◆ **Task to carry out**
Scan the entries below. List each line with "dictionary".

(Collected data)
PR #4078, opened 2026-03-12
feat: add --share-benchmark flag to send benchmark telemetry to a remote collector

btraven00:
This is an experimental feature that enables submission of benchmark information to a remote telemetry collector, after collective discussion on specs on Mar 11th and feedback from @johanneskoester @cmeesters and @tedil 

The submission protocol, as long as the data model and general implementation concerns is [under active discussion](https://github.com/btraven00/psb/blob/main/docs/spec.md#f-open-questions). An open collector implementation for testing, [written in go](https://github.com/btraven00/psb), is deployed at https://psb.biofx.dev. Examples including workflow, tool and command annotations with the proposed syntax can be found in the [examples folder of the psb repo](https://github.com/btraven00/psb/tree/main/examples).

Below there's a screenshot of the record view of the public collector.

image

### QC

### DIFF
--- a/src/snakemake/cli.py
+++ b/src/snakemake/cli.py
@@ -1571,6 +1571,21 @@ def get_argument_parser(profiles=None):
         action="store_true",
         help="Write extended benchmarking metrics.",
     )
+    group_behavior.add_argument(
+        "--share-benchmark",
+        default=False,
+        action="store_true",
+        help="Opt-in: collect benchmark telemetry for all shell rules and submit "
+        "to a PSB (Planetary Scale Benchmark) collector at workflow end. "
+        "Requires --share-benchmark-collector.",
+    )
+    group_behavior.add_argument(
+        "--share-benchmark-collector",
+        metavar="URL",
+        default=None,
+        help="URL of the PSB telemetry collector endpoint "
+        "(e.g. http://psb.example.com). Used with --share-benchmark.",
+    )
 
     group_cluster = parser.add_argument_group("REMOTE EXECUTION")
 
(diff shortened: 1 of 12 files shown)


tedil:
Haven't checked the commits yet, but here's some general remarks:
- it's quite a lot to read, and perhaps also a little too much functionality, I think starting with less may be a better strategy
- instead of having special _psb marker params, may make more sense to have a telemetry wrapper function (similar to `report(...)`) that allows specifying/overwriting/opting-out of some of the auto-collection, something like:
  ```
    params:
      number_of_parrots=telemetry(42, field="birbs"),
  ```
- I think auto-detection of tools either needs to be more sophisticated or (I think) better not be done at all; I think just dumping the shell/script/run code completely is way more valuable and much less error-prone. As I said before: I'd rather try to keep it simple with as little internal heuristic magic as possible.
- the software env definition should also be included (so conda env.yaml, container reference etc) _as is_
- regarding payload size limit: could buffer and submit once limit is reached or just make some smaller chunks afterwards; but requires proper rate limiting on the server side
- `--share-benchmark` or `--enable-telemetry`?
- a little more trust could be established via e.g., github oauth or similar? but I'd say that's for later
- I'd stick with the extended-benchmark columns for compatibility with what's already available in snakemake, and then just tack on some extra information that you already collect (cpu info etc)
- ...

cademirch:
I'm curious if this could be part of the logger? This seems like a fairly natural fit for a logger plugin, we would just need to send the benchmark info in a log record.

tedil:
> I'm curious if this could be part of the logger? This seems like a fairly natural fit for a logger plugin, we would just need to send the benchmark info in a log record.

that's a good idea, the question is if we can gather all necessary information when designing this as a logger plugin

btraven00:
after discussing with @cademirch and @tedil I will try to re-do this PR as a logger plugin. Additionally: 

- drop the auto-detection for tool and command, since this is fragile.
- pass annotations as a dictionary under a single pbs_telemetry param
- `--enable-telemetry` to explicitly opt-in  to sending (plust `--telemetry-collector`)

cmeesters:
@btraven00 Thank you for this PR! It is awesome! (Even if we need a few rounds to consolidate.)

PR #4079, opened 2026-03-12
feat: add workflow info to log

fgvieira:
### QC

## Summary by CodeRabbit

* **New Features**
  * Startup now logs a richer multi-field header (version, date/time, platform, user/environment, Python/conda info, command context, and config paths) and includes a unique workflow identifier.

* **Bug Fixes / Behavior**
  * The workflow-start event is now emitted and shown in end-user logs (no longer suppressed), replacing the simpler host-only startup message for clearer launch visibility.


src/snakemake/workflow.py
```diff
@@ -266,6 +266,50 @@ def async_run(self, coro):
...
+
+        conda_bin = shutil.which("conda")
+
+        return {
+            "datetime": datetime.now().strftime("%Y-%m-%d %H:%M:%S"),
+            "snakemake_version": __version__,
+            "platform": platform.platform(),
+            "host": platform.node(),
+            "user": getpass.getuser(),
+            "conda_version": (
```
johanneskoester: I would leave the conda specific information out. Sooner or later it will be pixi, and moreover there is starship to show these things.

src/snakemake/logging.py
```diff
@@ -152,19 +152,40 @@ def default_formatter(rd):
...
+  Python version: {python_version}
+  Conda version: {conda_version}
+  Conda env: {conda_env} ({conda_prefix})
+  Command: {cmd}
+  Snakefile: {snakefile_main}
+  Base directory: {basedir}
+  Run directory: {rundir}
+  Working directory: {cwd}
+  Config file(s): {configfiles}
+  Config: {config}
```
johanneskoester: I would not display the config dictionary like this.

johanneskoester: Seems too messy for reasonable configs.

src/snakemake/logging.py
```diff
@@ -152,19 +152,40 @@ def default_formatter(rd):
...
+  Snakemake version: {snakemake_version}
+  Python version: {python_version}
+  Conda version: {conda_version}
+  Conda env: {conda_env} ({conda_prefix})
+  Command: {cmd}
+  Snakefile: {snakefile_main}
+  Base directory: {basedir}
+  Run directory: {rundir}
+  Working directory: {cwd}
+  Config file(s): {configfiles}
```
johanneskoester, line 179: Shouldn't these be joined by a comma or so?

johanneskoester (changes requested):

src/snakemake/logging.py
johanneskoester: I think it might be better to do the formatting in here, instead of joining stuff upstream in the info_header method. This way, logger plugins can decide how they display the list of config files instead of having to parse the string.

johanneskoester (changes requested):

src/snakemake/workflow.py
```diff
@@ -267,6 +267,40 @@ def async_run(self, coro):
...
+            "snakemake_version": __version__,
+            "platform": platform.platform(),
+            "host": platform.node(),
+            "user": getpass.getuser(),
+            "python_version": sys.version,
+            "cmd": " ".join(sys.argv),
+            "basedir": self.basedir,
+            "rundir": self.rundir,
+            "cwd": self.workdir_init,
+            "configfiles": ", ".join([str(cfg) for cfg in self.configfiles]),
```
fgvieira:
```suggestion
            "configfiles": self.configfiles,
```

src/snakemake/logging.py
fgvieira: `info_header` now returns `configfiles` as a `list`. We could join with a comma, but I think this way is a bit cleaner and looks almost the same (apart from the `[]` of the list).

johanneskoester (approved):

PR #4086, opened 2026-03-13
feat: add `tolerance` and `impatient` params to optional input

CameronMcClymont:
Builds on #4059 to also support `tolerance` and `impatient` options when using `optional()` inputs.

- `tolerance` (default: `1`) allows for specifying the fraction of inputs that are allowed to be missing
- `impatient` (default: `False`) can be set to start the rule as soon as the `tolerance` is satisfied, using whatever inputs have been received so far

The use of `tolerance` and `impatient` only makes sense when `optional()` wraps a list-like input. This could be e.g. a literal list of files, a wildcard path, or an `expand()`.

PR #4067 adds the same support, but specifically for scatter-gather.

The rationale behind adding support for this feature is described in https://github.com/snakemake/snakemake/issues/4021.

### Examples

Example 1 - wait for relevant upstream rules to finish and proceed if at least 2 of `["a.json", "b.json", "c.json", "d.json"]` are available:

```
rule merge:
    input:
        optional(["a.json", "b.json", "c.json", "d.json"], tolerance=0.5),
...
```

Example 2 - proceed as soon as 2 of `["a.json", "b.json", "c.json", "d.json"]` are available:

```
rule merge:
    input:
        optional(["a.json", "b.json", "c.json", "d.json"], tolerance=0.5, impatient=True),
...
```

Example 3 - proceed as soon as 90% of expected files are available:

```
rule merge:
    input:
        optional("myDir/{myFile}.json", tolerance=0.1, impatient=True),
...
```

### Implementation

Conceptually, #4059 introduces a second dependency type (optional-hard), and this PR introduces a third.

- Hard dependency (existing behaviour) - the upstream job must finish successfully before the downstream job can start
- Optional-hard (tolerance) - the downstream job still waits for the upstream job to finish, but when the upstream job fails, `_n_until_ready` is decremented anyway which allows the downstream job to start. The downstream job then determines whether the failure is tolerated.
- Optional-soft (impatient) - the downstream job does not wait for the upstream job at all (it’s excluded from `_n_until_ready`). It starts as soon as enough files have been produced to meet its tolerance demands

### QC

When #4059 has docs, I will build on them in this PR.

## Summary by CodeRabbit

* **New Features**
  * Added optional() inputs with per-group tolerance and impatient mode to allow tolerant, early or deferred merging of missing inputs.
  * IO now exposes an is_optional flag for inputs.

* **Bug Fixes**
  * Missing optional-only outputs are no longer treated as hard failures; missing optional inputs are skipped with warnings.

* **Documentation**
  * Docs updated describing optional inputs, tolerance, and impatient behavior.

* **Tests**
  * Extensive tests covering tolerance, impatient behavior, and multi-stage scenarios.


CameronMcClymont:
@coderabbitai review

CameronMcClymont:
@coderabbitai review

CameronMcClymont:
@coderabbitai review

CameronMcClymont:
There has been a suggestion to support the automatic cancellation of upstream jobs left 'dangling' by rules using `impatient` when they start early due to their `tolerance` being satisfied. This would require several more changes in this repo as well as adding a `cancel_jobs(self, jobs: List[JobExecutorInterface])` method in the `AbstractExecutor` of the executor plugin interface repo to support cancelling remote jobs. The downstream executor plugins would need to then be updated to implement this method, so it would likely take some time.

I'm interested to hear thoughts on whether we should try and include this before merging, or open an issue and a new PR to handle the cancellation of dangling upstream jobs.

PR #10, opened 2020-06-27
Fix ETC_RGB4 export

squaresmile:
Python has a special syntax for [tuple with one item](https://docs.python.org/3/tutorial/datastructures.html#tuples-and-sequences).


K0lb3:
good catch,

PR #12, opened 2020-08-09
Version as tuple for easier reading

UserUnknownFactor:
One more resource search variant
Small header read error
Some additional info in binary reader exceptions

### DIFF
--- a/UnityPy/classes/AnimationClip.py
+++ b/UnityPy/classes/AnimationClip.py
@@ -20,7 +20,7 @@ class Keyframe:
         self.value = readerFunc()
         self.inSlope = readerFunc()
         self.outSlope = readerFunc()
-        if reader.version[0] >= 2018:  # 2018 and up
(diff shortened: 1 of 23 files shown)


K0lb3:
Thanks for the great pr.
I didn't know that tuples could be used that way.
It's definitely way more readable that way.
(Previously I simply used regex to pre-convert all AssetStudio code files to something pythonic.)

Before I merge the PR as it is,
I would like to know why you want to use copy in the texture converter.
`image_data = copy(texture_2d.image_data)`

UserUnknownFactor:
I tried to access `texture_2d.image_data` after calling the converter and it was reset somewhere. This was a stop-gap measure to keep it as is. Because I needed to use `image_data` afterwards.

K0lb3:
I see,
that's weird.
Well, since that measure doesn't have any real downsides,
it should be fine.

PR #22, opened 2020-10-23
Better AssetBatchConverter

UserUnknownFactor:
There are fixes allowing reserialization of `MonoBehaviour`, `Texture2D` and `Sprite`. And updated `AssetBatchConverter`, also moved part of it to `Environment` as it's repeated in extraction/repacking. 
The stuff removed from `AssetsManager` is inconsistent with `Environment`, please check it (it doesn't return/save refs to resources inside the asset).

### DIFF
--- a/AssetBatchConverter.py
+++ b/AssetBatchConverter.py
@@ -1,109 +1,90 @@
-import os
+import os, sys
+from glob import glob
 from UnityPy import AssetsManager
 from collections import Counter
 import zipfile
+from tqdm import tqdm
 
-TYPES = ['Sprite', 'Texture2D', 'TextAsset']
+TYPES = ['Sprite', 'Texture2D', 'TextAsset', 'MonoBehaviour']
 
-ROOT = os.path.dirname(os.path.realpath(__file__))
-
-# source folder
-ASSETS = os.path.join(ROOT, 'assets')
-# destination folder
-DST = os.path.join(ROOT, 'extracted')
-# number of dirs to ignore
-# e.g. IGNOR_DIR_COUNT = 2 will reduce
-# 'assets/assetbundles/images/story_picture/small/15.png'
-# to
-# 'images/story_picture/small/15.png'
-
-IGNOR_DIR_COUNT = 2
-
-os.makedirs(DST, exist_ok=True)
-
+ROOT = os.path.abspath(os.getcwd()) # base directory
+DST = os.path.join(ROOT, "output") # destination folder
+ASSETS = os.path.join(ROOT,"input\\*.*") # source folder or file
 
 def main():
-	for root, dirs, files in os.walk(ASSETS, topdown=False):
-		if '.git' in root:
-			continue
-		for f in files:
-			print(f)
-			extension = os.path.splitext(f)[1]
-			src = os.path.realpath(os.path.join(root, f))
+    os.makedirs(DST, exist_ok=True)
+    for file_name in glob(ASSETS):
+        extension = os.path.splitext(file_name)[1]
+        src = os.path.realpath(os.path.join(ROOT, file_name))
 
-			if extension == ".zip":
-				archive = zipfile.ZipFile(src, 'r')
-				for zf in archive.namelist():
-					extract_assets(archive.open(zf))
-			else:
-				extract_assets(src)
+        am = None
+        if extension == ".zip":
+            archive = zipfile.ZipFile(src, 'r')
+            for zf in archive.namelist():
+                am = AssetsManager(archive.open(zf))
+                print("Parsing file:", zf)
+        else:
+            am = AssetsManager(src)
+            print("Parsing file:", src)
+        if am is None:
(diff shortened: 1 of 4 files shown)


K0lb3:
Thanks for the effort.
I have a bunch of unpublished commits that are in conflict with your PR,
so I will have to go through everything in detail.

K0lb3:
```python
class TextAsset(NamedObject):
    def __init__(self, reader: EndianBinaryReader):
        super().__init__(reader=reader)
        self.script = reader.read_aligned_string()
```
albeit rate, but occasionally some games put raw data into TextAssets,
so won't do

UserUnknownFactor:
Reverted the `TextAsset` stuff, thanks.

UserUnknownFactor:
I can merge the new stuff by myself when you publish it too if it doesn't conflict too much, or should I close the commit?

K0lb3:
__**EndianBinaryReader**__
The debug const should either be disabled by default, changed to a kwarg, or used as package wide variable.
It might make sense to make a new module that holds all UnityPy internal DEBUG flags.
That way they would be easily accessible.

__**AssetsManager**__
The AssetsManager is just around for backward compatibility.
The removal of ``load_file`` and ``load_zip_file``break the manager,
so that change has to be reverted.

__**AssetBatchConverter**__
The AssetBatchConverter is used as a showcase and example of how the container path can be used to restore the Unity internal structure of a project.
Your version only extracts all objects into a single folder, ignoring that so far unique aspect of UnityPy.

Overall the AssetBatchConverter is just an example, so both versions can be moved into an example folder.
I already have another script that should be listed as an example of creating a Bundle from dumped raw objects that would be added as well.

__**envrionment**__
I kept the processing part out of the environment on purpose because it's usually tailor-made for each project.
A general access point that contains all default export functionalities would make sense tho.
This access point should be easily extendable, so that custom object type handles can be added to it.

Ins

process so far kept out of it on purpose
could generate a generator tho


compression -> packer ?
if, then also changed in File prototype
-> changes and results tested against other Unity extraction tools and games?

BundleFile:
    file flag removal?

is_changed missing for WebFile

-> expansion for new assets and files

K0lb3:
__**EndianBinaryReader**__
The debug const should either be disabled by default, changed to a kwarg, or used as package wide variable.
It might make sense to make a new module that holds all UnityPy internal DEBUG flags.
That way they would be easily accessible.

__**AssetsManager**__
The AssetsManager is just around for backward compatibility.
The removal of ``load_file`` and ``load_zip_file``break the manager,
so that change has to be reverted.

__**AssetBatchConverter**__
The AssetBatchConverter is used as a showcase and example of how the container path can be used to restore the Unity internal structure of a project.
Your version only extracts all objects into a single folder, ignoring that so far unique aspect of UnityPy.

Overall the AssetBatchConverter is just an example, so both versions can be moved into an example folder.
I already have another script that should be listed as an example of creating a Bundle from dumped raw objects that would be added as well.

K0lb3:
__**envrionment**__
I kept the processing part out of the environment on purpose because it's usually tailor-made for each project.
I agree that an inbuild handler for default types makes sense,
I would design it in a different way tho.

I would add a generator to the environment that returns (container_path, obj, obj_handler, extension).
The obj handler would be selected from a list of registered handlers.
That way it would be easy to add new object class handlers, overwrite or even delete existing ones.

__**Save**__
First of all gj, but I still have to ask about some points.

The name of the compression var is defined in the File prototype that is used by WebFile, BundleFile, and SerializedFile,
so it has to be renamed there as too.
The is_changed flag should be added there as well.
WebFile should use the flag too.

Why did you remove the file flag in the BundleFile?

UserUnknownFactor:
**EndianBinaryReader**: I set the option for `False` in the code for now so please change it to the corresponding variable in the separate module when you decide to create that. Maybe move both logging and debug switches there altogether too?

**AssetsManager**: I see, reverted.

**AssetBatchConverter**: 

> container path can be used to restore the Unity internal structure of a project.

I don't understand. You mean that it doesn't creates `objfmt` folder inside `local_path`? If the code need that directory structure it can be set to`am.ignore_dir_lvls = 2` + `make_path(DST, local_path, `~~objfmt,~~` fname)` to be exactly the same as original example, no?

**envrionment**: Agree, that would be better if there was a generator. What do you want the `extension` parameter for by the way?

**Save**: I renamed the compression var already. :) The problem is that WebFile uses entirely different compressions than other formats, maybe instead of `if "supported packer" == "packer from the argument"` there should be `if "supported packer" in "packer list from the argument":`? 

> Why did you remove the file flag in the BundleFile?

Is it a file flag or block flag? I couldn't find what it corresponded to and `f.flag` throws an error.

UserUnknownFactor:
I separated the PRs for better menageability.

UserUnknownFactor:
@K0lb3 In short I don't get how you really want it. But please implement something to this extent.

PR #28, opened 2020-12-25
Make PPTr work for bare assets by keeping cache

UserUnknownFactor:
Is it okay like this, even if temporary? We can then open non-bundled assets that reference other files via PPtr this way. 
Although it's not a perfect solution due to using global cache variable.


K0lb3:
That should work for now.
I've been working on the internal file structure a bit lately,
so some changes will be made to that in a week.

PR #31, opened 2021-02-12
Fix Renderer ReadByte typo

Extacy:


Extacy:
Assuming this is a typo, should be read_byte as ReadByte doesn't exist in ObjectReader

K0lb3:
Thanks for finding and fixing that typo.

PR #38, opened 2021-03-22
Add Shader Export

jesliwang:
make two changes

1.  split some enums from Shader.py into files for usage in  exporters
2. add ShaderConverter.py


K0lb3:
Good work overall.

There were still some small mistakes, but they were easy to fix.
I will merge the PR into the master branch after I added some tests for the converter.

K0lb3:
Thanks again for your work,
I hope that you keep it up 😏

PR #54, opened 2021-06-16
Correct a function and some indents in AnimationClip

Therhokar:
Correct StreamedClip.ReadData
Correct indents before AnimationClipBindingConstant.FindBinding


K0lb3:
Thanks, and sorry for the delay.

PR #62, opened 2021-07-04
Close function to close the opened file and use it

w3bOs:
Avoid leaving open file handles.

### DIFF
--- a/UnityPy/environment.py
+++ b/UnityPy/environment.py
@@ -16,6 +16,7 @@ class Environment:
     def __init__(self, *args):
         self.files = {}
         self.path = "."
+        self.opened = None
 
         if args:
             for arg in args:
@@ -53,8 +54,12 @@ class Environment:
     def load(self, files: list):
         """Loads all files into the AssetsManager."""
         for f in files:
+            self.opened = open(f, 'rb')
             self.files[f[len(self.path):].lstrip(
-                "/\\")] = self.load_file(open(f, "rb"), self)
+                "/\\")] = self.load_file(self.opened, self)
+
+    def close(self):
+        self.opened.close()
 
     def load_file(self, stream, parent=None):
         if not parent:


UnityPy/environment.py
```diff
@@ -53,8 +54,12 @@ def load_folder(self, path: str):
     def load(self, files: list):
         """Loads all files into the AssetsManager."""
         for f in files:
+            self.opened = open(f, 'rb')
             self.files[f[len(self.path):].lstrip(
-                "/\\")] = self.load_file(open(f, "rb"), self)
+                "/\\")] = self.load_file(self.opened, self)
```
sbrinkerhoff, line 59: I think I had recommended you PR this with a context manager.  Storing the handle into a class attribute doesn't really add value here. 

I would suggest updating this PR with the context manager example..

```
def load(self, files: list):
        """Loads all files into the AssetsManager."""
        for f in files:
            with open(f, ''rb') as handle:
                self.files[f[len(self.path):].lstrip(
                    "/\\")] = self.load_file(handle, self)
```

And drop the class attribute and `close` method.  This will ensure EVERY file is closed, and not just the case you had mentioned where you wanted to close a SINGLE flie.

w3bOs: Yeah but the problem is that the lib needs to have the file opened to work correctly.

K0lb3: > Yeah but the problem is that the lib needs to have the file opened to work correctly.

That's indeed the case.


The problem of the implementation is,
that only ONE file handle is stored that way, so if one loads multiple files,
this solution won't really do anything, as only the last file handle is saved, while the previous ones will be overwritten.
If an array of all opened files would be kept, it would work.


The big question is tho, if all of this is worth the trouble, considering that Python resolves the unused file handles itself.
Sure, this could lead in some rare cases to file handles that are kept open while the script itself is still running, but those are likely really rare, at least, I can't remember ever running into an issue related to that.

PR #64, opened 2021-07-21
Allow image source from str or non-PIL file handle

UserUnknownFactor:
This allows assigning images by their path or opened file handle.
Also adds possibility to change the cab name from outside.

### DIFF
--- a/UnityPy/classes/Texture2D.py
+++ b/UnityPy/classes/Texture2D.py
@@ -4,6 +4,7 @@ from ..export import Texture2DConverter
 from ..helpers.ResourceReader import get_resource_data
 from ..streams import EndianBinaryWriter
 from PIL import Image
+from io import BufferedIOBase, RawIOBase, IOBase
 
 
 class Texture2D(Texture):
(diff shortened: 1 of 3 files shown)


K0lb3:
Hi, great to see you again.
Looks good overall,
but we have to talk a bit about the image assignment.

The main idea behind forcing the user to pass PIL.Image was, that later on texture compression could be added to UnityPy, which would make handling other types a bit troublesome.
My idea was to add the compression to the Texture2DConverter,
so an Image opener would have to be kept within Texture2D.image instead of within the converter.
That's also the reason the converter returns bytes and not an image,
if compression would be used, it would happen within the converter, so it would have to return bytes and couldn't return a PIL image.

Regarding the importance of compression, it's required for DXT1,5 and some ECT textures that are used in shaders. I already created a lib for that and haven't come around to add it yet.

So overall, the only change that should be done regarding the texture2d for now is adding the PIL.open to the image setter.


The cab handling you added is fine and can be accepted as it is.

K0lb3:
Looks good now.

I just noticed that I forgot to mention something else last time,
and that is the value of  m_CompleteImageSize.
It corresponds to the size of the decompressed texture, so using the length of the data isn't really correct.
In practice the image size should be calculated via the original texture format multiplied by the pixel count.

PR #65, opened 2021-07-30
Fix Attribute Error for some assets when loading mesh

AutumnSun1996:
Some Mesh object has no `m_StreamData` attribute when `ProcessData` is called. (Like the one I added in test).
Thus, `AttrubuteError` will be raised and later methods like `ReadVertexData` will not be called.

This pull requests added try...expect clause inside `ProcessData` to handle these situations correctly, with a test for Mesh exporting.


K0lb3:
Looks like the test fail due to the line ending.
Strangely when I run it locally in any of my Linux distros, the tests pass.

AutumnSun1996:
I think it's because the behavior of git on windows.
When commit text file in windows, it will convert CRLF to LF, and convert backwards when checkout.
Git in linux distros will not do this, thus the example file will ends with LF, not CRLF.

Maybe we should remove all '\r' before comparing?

◆ **Response**
- pass annotations as a dictionary under a single pbs_telemetry param
johanneskoester: I would not display the config dictionary like this.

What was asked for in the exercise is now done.